Stored data entries:
PR #2093, opened 2023-05-30
fix: duplicate app

martinkaintas:
see https://v3-migration.vuejs.org/breaking-changes/mount-changes.html

make outer `#app` act in the same way as body & change inner `#app` to `.app-wrapper`

### DIFF
--- a/src/styles/global.scss
+++ b/src/styles/global.scss
@@ -15,11 +15,13 @@
 }
 
 html,
-body {
+body,
+#app {
   height: var(--height);
 }
 
-body {
+body,
+#app {
   margin: 0;
   background-color: $color-black;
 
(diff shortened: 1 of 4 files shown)


src/styles/global.scss
```diff
@@ -1,7 +1,7 @@
-@use './typography';
-@use './variables' as *;
-@use './mixins';
-@use './transitions';
+@use "./typography";
+@use "./variables" as *;
+@use "./mixins";
+@use "./transitions";
```
pstachel, line 4: Single quotes should be used here

ZGiovas (approved):
LGTM  and seems that it fixes at least 2 minor content-height related issues on mobile view.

Work order
Tally the lines in the records above that contain the word "global", and give only that number.

Response box
3